Anatolia Agency said that the consequences of the boycott of companies supporting Israel have become more evident in the wake of the war waged on the Gaza Strip, as many international companies targeted by the boycott are seeing a significant deterioration in their financial condition.
biggest victim of boycott
One of the biggest victims of the global boycott is American fast food giant McDonald's. Despite a modest 8 percent increase in revenue in the fourth quarter of 2023 to $6.41 billion, the company fell short of market expectations of $6.45 billion, according to Anadolu.
McDonald's attributed the setback to a slower 0.7% growth in sales in its “International Growth Markets” division, which mainly covers the Middle East, China and India. The company aims to achieve 5.5% growth in this division between December and January.
While the company's CEO Chris Kempczinski acknowledged a decline in sales in Muslim-majority countries in the Middle East, including Malaysia and Indonesia, and expressed hope for an improvement after the conflict in Gaza stops.
It is noteworthy that McDonald's had to face angry reactions after announcing its support to Israel and distributing free food to Israeli soldiers, after which widespread protests started. But McDonald's Turkey took a different stance, as it pledged to provide $1 million in humanitarian aid to support war victims in Gaza, especially women, children and the elderly.
Starbucks…acceptance of influence
According to Anadolu, the famous American coffee chain Starbucks also felt the consequences of the boycott, especially in the Middle East. Its CEO, Lakshman Narasimhan, talked about weak sales and traffic at its cafes in the United States due to the boycott. Despite a healthy 8 percent increase in revenue to $9.4 billion in the last quarter of 2023, Starbucks fell short of expectations. The market prompted the company to review its annual sales growth targets, lowering them by about 4-6 percent, Anadolu said.

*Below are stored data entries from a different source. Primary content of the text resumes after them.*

PR #4704, opened 2022-07-27
Add test coverage to check if output tensor is on GPU

krishung5:
python_backend: https://github.com/triton-inference-server/python_backend/pull/179

### DIFF
--- a/qa/L0_backend_python/bls/test.sh
+++ b/qa/L0_backend_python/bls/test.sh
@@ -79,7 +79,9 @@ mkdir -p models/dlpack_identity/1/
 cp ../../python_models/dlpack_identity/model.py models/dlpack_identity/1/
 cp ../../python_models/dlpack_identity/config.pbtxt models/dlpack_identity
 
-cp -r ${DATADIR}/qa_sequence_implicit_model_repository/onnx_nobatch_sequence_int32/ ./models
+cp -r ${DATADIR}/qa_sequence_implicit_model_repository/onnx_nobatch_sequence_int32/ ./models && \
+    (cd models/onnx_nobatch_sequence_int32 && \
+        sed -i "s/kind: KIND_GPU/kind: KIND_CPU/" config.pbtxt)
 
 run_server
 if [ "$SERVER_PID" == "0" ]; then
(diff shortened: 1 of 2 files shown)


qa/L0_backend_python/bls/test.sh
```diff
@@ -79,7 +79,9 @@ mkdir -p models/dlpack_identity/1/
 cp ../../python_models/dlpack_identity/model.py models/dlpack_identity/1/
 cp ../../python_models/dlpack_identity/config.pbtxt models/dlpack_identity
 
-cp -r ${DATADIR}/qa_sequence_implicit_model_repository/onnx_nobatch_sequence_int32/ ./models
+cp -r ${DATADIR}/qa_sequence_implicit_model_repository/onnx_nobatch_sequence_int32/ ./models && \
+    (cd models/onnx_nobatch_sequence_int32 && \
+        sed -i "s/kind: KIND_GPU/kind: KIND_CPU/" config.pbtxt)
```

Domino's Pizza.. sales decline
Domino's Pizza, another US giant, has suffered a direct hit from the boycott, particularly in Asia, where store sales fell 8.9 percent in the second half of last year. According to the agency, photos appearing to appear to be the company distributing free food to Israeli soldiers circulated on social media, causing widespread outrage.
Anatolia quoted company general manager Donald Jeffrey Megg as acknowledging the impact of the boycott on the brand's sales in Asia.
KFC and Pizza Hut
Yum, the parent company of KFC, Pizza Hut and Taco Bell, also saw lower-than-expected revenue in the fourth quarter of 2023. With total revenue reaching $2.04 billion, an increase of 1 percent year over year, this was below market expectations. Set at $2.1 billion.
According to Anadolu, KFC and Pizza Hut sales in the Middle East saw a decline during the last quarter of 2023, as KFC's sales fell by 5 percent and Pizza Hut's by 3 percent. Yum CEO David Gibbs blamed “the ongoing conflict in the Middle East” for the decline in sales, the agency reported.
While the impact of the boycott is evident on various global companies, the process of exposing their balance sheets is ongoing. The international community is keeping a close eye on these companies to deal with the complexities of geopolitical tensions amid the ongoing war in the Middle East.